The monetary value-based approach has found greater acceptability because of its inherent strengths. A critical examination of the various contributions to this approach reveals that the approach has primarily been dominated by two schools of thought - the Hermanson school of thought, and the Flamholtz school of thought. The Hermanson proposal suggests the use of compensation as a surrogate of human resource value. It conceives the value of human resources as the sum total of the present value of future salaries accruable to them. This school of thought has got strengthened with the pioneering contribution of Lev, Schwartz (1971). The Flamholtz proposal attempts to measure the real life variables impacting human resource value, that is, the contribution of an employee towards the Organisation, his movements in the organisational hierarchy, and the possibility that he may leave the Organisation prior to retirement. The Flamholtz model (1971) considerably improves upon the Hermanson proposal (and the Lev Schwartz model) by considering the important factors relating to the chances of an employee's movements in the organisational hierarchy and his leaving the Organisation prior to retirement through a stochastic process. The seminal contribution of Flamholtz in proposing an individual based normative model of human resource valuation has found wide acceptance. However, its focus on an individual as a basis of valuation makes the implementation of the model somewhat difficult.
The Flamholtz school of thought has been enriched by Jaggi, Lau who have proposed that the human resource valuation process should be a group-based one, as an individual based valuation process can result in statistically significant under or over-valuation (Jaggi, Lau 1974, p. 324). Further, they suggest that the probability of movement in the organisational hierarchy and leaving the Organisation be assigned on the basis of Markovian analysis. However, the basic philosophy of valuation remains the same as suggested by Flamholtz.
The major contribution of Jaggi, Lau has been their attempt to make the widely accepted Flamholtz philosophy of human resource valuation operational without much difficulty. The individual based valuation process, suggested by Flamholtz (1971), has, by and large, been considered impracticable, though a couple of attempts have been made to value the human resources by following the suggested process.
A critical look at the Jaggi, Lau (1974) reveals that the model needs re-examination from the angle of time horizon over which the valuation process should extend as Jaggi, Lau do not precisely determine the valuation period.

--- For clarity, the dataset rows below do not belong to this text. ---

PR #2343, opened 2022-07-11
Change noSuchMethod example to be correct with null safety

eernstg:
Cf. https://github.com/dart-lang/language/pull/2052. This PR changes an example in the language specification section on `noSuchMethod` such that it is correct with null safety (it is correct without null safety as well, so we can do it now, and it will simply be there when we land the null safety updates).


eernstg:
@lrhn, friendly ping?

lrhn (approved):

eernstg:
Thanks!

PR #2411, opened 2022-08-18
[patterns] Revise record identical() to be faster.

### LINKED ISSUE #2390: Records: What are the semantics of identity?
The records proposal specifies identity [here](https://github.com/dart-lang/language/blob/master/working/0546-patterns/records-feature-specification.md#identity) to be structural.  In particular, identity is *required* to return `true` for any two records with the same shape for which the fields are pointwise identical.

We have discussed an alternative specification which would look more like the following:

> The identity operator on records *may* return true for records such that: 
>    - Both have the same shape.
>    - For every pair of corresponding fields, identical could validly return true on that pair.
> The identity operator on records may always return false.

In either of the two formulations compilers required neither to preserve pointer identity, nor to preserve pointer dis-identity.   That is, a compiler may unbox and re-allocate a record freely, or it may replace two source level records with identical components with a single allocation.

However, in the second formulation, compilers are free to implement identity as pointer identity, rather than requiring a slow recursive traversal.  This also has implications even for non-record based code, since all identity checks for which the compiler cannot prove that a record reaches neither argument must now include conditional logic to handle the case of records.

Should we change this specification?

cc @munificent @eernstg @lrhn @jakemac53 @natebosch @stereotype441 @rakudrama @mraleph @alexmarkov

munificent:
I think this matches the semantics in the struct proposal.

Fix #2390.

### DIFF
--- a/working/0546-patterns/records-feature-specification.md
+++ b/working/0546-patterns/records-feature-specification.md
@@ -340,8 +340,8 @@ offer loose guarantees. Calling `identical()` with a record argument returns:
 *   `false`, if the other argument is not a record.
 *   `false`, if the records do not have the same shape. *Since named field
     order is not part of a record's shape, this implies that named field order
-    does not affect identity either. `(a: 1, b: 2)` and `(b: 2, a: 1)` are
-    identical.*
+    does not affect identity either. `identical((a: 1, b: 2), (b: 2, a: 1))` is
+    not required to return false.*
 *   `false`, if any pair of corresponding fields are not identical.
 *   Otherwise it *may* return `true`, but is not required to.
 
--- a/working/0546-patterns/records-feature-specification.md
+++ b/working/0546-patterns/records-feature-specification.md
@@ -322,13 +322,20 @@ through calls to `identical()`, then optimizing away the creation of these
 objects is harder.
 
 Semantically, we do not want records to have unique identities distinct from
-their contents. A record *is* its contents in the same way that every value 3
-in a program is the "same" 3 whether it came from the number literal `3` or the
-result of `1 + 2`.
+their contents. A record *is* its contents in the same way that every value 3 in
+a program is the "same" 3 whether it came from the number literal `3` or the
+result of `1 + 2`. This is why `==` for records is defined in terms of their
+shape and fields. Two records with the same shape and equal fields are equal
+values.
 
-This is why `==` for records is defined in terms of their shape and fields. Two
-records with the same shape and fields are equivalent. Identity follows similar
-rules. Calling `identical()` with a record argument returns:
+At the same time, we want `identical()` to be fast because one of its primary
+uses is as a fast-path check for equality. An `identical()` that is obliged to
+iterate over the record's fields (transitively in the case where some fields
+are themselves records) might nullify the benefits of using `identical()` as a
+fast-path check before calling `==`.
+
+To balance those opposing goals, `identical()` on records is defined to only
+offer loose guarantees. Calling `identical()` with a record argument returns:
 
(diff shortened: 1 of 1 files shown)


working/0546-patterns/records-feature-specification.md
```diff
@@ -322,38 +322,39 @@ through calls to `identical()`, then optimizing away the creation of these
...
+
+To balance those opposing goals, `identical()` on records is defined to only
+offer loose guarantees. Calling `identical()` with a record argument returns:
 
 *   `false`, if the other argument is not a record.
 *   `false`, if the records do not have the same shape. *Since named field
     order is not part of a record's shape, this implies that named field order
     does not affect identity either. `(a: 1, b: 2)` and `(b: 2, a: 1)` are
     identical.*
 *   `false`, if any pair of corresponding fields are not identical.
```
lrhn, line 345: Is it worth saying "recursively identical" here, or otherwise allude to the fields being able to be records too?

working/0546-patterns/records-feature-specification.md
```diff
@@ -322,38 +322,39 @@ through calls to `identical()`, then optimizing away the creation of these
...
+*If an implementation can easily determine that two record arguments to
+`identical()` have the same shape and identical fields, then it should return
+`true`. Typically, this is because the two arguments to `identical()` are
+pointers with the same address to the same heap-allocated record object. But if
+an implementation would have to do a slower field-wise comparison to determine
+identity, it's probably better to return `false` quickly.*
+
+*In other words, if `identical()` returns `true`, then the records are
+definitely indistinguishable. But if it returns `false`, they may or may not
+be.*
```
lrhn, line 357: Maybe elaborate and say something like:

> Unlike object references, where being identical is deterministic and must be reported consistent over time, records being recognized as identical is an ephemeral occurrence that can change at any time. However, once two records have been recognized as identical, it's safe to keep treating them as such, since they will keep being indistinguishable whether or not `identical` will recognize it.

lrhn (approved):

working/0546-patterns/records-feature-specification.md
```diff
@@ -322,38 +322,39 @@ through calls to `identical()`, then optimizing away the creation of these
...
+fast-path check before calling `==`.
+
+To balance those opposing goals, `identical()` on records is defined to only
+offer loose guarantees. Calling `identical()` with a record argument returns:
 
 *   `false`, if the other argument is not a record.
 *   `false`, if the records do not have the same shape. *Since named field
     order is not part of a record's shape, this implies that named field order
     does not affect identity either. `(a: 1, b: 2)` and `(b: 2, a: 1)` are
     identical.*
```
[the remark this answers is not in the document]
leafpetersen: Not sure if it's necessary to do for this feature spec, but I agree that separating the two concepts might be a cleaner way to specify this, perhaps in the formal spec.  Though I would avoid confusion by choosing a new term: e.g. define a notion of "same object", and define the identical function in terms of "same object".  cc @eernstg

leafpetersen (approved):
LGTM

working/0546-patterns/records-feature-specification.md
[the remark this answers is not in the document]
munificent: I like the idea of defining "same object" as the optimal identical behavior and `identical()` as a fast-path version of that that may report false negatives. But I don't want to define that here since it should take into account objects of other types.

Reworded the non-normative text to not say "are identical".

working/0546-patterns/records-feature-specification.md
munificent: That's true, but I feel like it's maybe belaboring the point.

The present paper thus endeavours to re-examine the Jaggi-Lau model from the perspective of the time span over which the human resource valuation process should extend; it demonstrates that significant variation in human resource value can be caused due to imprecise determination of the valuation period.
[TV] is a k-element vector representing the final values of each rank of employees. The aggregate of all the elements represents the human resource value of the Organisation.
[N] is the vector (N1, N2 . ..... Nk) representing the
number of employees in rank 'i' at time 't0,' whose value is to be
[T]n represents the transition probabilities after 'n' time periods. M matrix carries the values of the elements 'aij's'. An 'aij' represents the probability of an employee occupying rank 'i' at the beginning of the period and attaining rank 'J' at the end of the period.
r is the discount rate for the calculation of the present value.
To operationalise the model, a rank transitional matrix is to be derived on the basis of historical data using the Markovian analysis. The economic value of an employee of each rank is determined. Further, the number of employees occupying each rank is to be ascertained as the model is based on the concept of group valuation. And by carrying out matrix operations, the value of human resources is determined, using an appropriate discount rate, without taking specific valuation period. The model suggests the extension of the valuation process till infinity and sidetracks an important aspect of valuation - the time horizon of the valuation exercise. Jaggi, Lau (1974), p. 328) specifically suggest, while illustrating the model, that "the 40 year time horizon for valuation of human resources includes all pertinent information". Further, they demonstrate that the extension of the valuation period from 40 years to 50 years or 60 years does not cause material change in the value, as the additional value is insignificant. (Jaggi, Lau, 1974, p. 328; 1975, p 34).
The imprecision of Jaggi, Lau regarding the time horizon of valuation period is explicit. In order to inquire into their claim, the human resources of an Organisation were valued on the basis of the Jaggi-Lau Model (1974) for the periods of 30 years, 35 years, and 40 years. Then, the Jaggi-Lau Model was operationalised for the same number of employees taking defined valuation period calculated after classifying the employees in nine age groups. The time horizon of valuation was determined by reducing the average age of the group from the retirement age.
The employees were grouped on the basis of rank. The organisational structure had sixteen ranks (called levels). As the Organisation desired separate valuation of its headquarters employees and those posted at various sites (called field employees), so the level were distinguished as HQ Level - the headquarters level - and F level - the field level. The final valuation exercise was catered to 31 levels (16 headquarters, and 15 field), and the 32nd level was taken as the exit level.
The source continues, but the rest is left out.